EXERCISE BRIEF –
Identify, in the records below, every line where the string "specification" appears, and copy each such line.

RAW DATA –
────
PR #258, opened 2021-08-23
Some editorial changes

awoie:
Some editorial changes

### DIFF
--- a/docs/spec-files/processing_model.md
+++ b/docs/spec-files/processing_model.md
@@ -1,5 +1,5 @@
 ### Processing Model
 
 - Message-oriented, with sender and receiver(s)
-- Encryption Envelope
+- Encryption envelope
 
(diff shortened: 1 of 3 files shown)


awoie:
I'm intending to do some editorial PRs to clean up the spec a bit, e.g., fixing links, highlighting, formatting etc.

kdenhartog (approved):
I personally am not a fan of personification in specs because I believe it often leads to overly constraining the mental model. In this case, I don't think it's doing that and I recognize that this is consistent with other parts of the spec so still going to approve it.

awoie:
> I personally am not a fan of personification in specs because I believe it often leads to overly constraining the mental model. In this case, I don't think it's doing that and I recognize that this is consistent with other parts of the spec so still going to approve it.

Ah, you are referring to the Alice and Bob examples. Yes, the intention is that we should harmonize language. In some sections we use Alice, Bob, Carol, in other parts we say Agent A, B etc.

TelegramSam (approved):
────
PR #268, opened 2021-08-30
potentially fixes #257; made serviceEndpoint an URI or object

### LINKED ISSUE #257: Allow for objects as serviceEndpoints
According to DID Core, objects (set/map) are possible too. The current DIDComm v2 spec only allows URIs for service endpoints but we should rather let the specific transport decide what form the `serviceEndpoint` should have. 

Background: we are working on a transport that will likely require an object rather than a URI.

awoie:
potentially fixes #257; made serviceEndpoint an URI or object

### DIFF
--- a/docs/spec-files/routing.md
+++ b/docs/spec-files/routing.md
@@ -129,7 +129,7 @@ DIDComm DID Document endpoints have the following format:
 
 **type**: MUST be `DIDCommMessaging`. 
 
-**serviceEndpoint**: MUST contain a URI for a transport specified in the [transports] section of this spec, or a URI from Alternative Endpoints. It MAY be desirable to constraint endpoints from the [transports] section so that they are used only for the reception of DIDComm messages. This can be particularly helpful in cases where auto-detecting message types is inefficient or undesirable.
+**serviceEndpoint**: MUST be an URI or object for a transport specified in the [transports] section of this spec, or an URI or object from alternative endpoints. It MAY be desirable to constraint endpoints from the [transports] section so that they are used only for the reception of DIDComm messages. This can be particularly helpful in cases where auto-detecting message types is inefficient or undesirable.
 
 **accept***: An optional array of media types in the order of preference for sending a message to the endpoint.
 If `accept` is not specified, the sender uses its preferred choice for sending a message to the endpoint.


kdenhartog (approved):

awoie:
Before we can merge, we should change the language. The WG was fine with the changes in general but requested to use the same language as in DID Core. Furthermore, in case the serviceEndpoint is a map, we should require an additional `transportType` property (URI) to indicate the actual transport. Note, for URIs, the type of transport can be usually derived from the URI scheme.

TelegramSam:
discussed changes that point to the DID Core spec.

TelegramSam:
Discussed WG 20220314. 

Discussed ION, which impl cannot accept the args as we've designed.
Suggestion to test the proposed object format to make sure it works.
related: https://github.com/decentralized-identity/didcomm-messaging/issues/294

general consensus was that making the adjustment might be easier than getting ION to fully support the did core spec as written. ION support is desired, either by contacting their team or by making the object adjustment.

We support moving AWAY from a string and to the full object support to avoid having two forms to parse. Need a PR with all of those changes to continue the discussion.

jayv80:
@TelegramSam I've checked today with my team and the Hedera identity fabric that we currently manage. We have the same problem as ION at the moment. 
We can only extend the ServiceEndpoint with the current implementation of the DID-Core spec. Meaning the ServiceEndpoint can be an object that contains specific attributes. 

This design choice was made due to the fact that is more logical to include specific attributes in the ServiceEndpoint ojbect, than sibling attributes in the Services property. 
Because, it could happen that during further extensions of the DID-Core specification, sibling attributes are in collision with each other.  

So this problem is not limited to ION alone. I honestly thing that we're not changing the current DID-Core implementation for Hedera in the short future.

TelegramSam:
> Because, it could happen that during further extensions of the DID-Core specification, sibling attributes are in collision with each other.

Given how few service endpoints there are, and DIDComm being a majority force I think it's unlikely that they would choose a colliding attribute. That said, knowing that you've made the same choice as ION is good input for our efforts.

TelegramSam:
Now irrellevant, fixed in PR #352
────
SOLUTION TO THIS PROBLEM –
Because, it could happen that during further extensions of the DID-Core specification, sibling attributes are in collision with each other.  
> Because, it could happen that during further extensions of the DID-Core specification, sibling attributes are in collision with each other.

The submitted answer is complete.